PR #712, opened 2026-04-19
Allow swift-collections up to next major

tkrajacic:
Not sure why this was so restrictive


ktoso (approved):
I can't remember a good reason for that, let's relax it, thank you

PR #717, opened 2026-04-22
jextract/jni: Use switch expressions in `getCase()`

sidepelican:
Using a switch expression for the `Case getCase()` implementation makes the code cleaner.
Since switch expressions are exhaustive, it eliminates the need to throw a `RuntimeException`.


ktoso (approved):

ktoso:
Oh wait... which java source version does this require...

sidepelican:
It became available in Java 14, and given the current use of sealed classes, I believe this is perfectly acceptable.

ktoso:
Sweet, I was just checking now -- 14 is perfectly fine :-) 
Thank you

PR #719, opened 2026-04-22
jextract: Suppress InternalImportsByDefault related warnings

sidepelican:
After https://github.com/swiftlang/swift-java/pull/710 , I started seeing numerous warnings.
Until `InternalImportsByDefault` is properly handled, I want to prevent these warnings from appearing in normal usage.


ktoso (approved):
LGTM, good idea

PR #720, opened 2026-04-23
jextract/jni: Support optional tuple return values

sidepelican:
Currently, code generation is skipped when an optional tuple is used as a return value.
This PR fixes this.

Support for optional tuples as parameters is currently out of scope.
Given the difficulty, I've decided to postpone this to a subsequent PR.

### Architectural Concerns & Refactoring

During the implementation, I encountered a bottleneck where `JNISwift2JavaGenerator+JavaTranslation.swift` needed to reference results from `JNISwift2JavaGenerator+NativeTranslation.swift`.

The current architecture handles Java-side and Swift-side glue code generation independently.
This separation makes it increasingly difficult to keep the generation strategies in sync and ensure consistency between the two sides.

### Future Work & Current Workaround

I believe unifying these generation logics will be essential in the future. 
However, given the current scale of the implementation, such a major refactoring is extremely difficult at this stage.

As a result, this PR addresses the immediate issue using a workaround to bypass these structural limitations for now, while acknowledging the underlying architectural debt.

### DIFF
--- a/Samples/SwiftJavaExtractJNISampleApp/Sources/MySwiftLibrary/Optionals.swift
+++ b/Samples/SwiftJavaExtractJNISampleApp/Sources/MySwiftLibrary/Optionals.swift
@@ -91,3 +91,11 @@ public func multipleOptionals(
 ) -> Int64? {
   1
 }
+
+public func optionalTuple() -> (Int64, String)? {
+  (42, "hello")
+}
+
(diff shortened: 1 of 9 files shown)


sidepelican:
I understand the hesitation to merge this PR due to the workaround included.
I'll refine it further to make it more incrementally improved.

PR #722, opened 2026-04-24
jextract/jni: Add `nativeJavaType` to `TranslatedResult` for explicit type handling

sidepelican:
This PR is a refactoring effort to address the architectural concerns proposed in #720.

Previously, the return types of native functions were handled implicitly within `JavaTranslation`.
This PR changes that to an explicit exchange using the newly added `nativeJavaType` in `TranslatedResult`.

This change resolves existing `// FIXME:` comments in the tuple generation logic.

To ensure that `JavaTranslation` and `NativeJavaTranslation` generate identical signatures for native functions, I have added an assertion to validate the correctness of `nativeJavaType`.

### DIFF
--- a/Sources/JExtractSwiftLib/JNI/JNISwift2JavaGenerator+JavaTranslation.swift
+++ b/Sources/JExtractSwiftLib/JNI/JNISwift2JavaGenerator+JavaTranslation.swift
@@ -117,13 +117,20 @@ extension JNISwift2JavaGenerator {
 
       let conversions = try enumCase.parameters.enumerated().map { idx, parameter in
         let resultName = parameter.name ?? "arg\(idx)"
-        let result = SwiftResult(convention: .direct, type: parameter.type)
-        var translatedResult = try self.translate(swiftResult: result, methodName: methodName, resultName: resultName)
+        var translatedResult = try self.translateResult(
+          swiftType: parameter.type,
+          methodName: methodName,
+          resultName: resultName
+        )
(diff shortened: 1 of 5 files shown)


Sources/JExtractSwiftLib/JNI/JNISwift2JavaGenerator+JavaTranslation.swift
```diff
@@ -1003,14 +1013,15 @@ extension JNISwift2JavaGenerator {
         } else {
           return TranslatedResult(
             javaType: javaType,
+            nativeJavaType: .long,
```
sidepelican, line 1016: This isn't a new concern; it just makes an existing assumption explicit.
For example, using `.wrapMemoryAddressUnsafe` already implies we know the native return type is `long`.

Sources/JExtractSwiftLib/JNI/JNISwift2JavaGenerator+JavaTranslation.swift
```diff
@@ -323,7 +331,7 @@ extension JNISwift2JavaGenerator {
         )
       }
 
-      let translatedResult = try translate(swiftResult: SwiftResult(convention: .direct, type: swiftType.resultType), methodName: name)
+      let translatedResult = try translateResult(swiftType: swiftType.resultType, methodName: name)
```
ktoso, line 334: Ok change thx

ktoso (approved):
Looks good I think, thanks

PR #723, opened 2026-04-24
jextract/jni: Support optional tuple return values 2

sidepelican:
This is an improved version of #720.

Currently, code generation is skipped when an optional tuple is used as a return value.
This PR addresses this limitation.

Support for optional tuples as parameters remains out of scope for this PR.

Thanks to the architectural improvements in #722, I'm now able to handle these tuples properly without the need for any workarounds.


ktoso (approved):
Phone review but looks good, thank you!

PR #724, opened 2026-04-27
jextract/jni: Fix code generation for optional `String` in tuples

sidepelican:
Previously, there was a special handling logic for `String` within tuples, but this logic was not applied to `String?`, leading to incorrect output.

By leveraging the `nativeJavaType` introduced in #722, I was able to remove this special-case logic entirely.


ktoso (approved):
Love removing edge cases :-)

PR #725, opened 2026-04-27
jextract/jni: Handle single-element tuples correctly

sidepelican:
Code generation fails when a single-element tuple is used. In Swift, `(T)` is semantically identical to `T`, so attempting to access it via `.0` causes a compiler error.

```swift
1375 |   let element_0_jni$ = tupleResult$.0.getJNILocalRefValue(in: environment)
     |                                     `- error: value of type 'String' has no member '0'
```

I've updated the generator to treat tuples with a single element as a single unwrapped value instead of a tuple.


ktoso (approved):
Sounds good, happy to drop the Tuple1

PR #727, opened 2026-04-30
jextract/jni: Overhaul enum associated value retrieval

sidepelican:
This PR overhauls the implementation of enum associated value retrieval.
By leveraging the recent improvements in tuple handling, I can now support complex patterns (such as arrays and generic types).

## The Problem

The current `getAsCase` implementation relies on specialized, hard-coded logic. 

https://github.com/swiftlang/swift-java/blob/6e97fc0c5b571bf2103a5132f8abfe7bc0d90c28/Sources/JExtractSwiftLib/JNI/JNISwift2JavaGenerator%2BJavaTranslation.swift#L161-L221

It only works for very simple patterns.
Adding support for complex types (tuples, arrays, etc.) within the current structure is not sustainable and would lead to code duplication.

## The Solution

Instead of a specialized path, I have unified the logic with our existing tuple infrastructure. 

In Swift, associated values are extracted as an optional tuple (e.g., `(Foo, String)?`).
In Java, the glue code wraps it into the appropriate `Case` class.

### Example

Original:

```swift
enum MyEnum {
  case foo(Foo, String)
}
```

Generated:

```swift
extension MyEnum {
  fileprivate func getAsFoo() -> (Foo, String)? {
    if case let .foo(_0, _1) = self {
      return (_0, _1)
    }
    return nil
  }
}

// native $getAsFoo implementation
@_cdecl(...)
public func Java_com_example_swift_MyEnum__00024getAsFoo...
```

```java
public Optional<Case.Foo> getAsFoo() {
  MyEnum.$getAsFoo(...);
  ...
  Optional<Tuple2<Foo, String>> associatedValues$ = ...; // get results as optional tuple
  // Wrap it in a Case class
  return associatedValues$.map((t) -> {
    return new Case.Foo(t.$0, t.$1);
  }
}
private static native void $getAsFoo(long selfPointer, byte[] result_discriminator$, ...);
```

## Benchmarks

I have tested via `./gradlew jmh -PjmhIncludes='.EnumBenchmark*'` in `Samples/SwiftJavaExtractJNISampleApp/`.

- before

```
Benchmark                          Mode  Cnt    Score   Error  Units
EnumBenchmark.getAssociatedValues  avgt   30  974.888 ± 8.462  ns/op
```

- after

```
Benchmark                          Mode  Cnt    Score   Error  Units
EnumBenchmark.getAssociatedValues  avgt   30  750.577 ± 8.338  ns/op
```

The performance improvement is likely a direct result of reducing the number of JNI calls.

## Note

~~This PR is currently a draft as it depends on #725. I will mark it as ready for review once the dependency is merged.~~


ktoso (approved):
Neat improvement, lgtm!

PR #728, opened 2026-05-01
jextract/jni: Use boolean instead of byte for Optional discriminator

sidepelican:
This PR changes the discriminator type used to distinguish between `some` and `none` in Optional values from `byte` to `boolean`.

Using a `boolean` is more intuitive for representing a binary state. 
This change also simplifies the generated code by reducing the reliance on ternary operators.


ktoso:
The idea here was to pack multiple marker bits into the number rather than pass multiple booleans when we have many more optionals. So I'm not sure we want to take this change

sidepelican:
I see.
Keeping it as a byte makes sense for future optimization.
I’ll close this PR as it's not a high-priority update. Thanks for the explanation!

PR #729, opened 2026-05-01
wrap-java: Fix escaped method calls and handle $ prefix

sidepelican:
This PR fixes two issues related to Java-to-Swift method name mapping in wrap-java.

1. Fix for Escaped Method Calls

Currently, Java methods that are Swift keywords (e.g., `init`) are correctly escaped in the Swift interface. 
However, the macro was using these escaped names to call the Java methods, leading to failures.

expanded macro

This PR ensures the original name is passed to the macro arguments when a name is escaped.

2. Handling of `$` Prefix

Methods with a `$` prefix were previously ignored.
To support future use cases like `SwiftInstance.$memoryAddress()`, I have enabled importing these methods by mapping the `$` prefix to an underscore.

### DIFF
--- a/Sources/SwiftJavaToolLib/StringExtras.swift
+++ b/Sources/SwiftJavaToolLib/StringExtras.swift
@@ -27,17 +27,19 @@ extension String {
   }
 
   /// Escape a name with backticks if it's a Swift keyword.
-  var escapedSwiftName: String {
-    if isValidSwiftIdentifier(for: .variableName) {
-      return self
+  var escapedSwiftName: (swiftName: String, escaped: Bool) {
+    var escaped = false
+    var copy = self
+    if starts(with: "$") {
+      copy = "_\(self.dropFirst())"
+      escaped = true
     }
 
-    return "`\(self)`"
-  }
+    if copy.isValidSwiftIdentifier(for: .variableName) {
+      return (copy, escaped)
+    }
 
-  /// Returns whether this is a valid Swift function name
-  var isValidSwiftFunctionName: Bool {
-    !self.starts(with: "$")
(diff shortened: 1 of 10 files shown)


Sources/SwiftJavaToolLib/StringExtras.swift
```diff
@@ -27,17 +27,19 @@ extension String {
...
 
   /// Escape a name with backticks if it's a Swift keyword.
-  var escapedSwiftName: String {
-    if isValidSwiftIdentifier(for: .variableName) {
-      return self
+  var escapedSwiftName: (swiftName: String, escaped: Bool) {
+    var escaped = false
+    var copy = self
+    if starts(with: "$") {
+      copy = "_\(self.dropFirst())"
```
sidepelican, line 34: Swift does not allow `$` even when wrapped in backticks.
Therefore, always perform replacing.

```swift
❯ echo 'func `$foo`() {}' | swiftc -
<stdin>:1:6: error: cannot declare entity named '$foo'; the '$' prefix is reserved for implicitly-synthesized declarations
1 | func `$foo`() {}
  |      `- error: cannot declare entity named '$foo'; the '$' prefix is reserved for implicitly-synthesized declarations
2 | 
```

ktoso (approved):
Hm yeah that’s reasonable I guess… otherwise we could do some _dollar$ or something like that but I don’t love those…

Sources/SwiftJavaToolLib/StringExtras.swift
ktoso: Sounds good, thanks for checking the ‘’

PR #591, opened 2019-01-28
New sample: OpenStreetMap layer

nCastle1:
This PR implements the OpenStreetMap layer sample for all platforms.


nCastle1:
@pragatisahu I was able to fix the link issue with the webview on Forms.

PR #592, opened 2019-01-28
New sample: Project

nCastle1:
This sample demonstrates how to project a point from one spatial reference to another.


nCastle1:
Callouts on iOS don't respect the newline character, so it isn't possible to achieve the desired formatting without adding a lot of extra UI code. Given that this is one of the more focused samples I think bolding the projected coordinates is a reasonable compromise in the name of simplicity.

● ● ● ● ●

## Exercise brief
Each line of the data above containing the string "However" is to be copied.

## Solution below
However, given the current scale of the implementation, such a major refactoring is extremely difficult at this stage.
However, the macro was using these escaped names to call the Java methods, leading to failures.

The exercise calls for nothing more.